PR #13224, opened 2024-03-27
Use singleton for all-zeros DirectMonotonicReader.Meta

original-brownbear:
Having a single block of all zeros is a fairly common case that is using a lot of heap for duplicate instances in some use-cases in ES. => read a singleton for it to save the duplication


lucene/core/src/java/org/apache/lucene/util/packed/DirectMonotonicReader.java
```diff
@@ -39,6 +39,9 @@ public final class DirectMonotonicReader extends LongValues implements Accountab
    * from disk.
    */
   public static class Meta implements Accountable {
+
+    private static final Meta SINGLE_ZERO_BLOCK = new Meta(1L, 16);
```
benwtrent, line 43: My concern is that nothing is preventing other things in this package from mutating the internal arrays (they are package private, not actually private). 

Can we make them all members of the Meta class private and final?

From what I can tell, they are only ever used in the `DirectMonotonicReader` and indeed only mutated once during construction.

original-brownbear: sure thing private it is :)

ChrisHegarty (approved):
LGTM

jpountz:
The idea makes sense to me, but the fact that we're checking for a specific `blockShift` of `16` looks fragile to me. If codecs change the value of `blockShift` tomorrow, this will break this optimization and we won't know about it. I haven't tested it, but I believe that we don't actually need to test for a specific `blockShift` value and could do something like below instead (should be seen as a quick hack):

```diff
diff --git a/lucene/core/src/java/org/apache/lucene/util/packed/DirectMonotonicReader.java b/lucene/core/src/java/org/apache/lucene/util/packed/DirectMonotonicReader.java
index 1f5954ec05f..af43da8b948 100644
--- a/lucene/core/src/java/org/apache/lucene/util/packed/DirectMonotonicReader.java
+++ b/lucene/core/src/java/org/apache/lucene/util/packed/DirectMonotonicReader.java
@@ -39,6 +39,10 @@ public final class DirectMonotonicReader extends LongValues implements Accountab
    * from disk.
    */
   public static class Meta implements Accountable {
+
+    // Use a shift of 63 so that there would be a single block regardless of the number of values.
+    private static final Meta SINGLE_ZERO_BLOCK = new Meta(1, 63);
+
     private static final long BASE_RAM_BYTES_USED =
         RamUsageEstimator.shallowSizeOfInstance(Meta.class);
 
@@ -49,19 +53,32 @@ public final class DirectMonotonicReader extends LongValues implements Accountab
     final byte[] bpvs;
     final long[] offsets;
 
-    Meta(long numValues, int blockShift) {
-      this.blockShift = blockShift;
+    public static Meta of(long numValues, int blockShift) {
       long numBlocks = numValues >>> blockShift;
       if ((numBlocks << blockShift) < numValues) {
         numBlocks += 1;
       }
-      this.numBlocks = (int) numBlocks;
+      return new Meta(Math.toIntExact(numBlocks), blockShift);
+    }
+
+    private Meta(int numBlocks, int blockShift) {
+      this.blockShift = blockShift;
+      this.numBlocks = numBlocks;
       this.mins = new long[this.numBlocks];
       this.avgs = new float[this.numBlocks];
       this.bpvs = new byte[this.numBlocks];
       this.offsets = new long[this.numBlocks];
     }
 
+    public boolean isFullOfZeroes() {
+      for (int i = 0; i < numBlocks; ++i) {
+        if (mins[i] != 0 || bpvs[i] != 0 || avgs[i] != 0) {
+          return false;
+        }
+      }
+      return true;
+    }
+
     @Override
     public long ramBytesUsed() {
       return BASE_RAM_BYTES_USED
@@ -79,13 +96,16 @@ public final class DirectMonotonicReader extends LongValues implements Accountab
    */
   public static Meta loadMeta(IndexInput metaIn, long numValues, int blockShift)
       throws IOException {
-    Meta meta = new Meta(numValues, blockShift);
+    Meta meta = Meta.of(numValues, blockShift);
     for (int i = 0; i < meta.numBlocks; ++i) {
       meta.mins[i] = metaIn.readLong();
       meta.avgs[i] = Float.intBitsToFloat(metaIn.readInt());
       meta.offsets[i] = metaIn.readLong();
       meta.bpvs[i] = metaIn.readByte();
     }
+    if (meta.isFullOfZeroes()) {
+      return Meta.SINGLE_ZERO_BLOCK;
+    }
     return meta;
   }
 

```

benwtrent:
I agree with @jpountz 's concern here. But I think the `zero` checks can be done as things are read in and we can return the static object.

original-brownbear:
Sounds good @jpountz and @benwtrent, how about [f924708](https://github.com/apache/lucene/pull/13224/commits/f924708da93b14a99ca9aa312bab675782b0ddac) for a simpler version of the above that avoid an extra loop? :)

benwtrent (approved):
Looks good. Could you add a CHANGES entry under `optimizations` for 9.11?

original-brownbear:
Thanks @benwtrent! Done in [e579101](https://github.com/apache/lucene/pull/13224/commits/e579101a98c18194e9a455d010efce53a332d698)

jpountz:
Could you add a test when the `blockShift` that is passed at write time is less than `log2(numValues)` to make sure that returning a reader that has a different number of blocks is fine? Otherwise this looks great.

original-brownbear:
@jpountz I did my best: [478f6c3](https://github.com/apache/lucene/pull/13224/commits/478f6c3006e6abc43ac939507be8ce46207e40ec) hope I got this right, I could only really get this path exercised with `0` values? Is that the kind of test you're looking for?

lucene/core/src/test/org/apache/lucene/util/packed/TestDirectMonotonic.java
```diff
@@ -154,6 +154,43 @@ public void testConstantSlope() throws IOException {
...
+        w.add(0);
+      }
+      w.finish();
+      dataLength = dataOut.getFilePointer();
+    }
+
+    try (IndexInput metaIn = dir.openInput("meta", IOContext.READONCE);
+        IndexInput dataIn = dir.openInput("data", IOContext.DEFAULT)) {
+      DirectMonotonicReader.Meta meta =
+          DirectMonotonicReader.loadMeta(metaIn, numValues, blockShift);
```
jpountz, line 182: Can you assert that the whole meta file has been read after this call?

jpountz (approved):
Thanks, this is exactly what I had in mind, just left a minor comment.

lucene/core/src/test/org/apache/lucene/util/packed/TestDirectMonotonic.java
jpountz: Maybe we could also assert that this returns the `SINGLE_ZERO_BLOCK` instance.

original-brownbear: Sure thing, asserted that it's the singleton by reading twice since we made everything private :)

lucene/CHANGES.txt
```diff
@@ -249,6 +249,8 @@ Optimizations
 
 * GITHUB#13203: Speed up writeGroupVInts (Zhang Chao)
 
+* GITHUB#13224: Use singleton for single block, all-zeros DirectMonotonicReader.Meta (Armin Braun)
```
jpountz, line 252: nit: it no longer focuses on the single-block case?

jpountz (approved):

lucene/CHANGES.txt
original-brownbear: ++ removed the "single block" :)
_ _ _ _
(What to do): Tell how many lines of the data above include the string "good", with no other text in the answer.

(Answer section): 2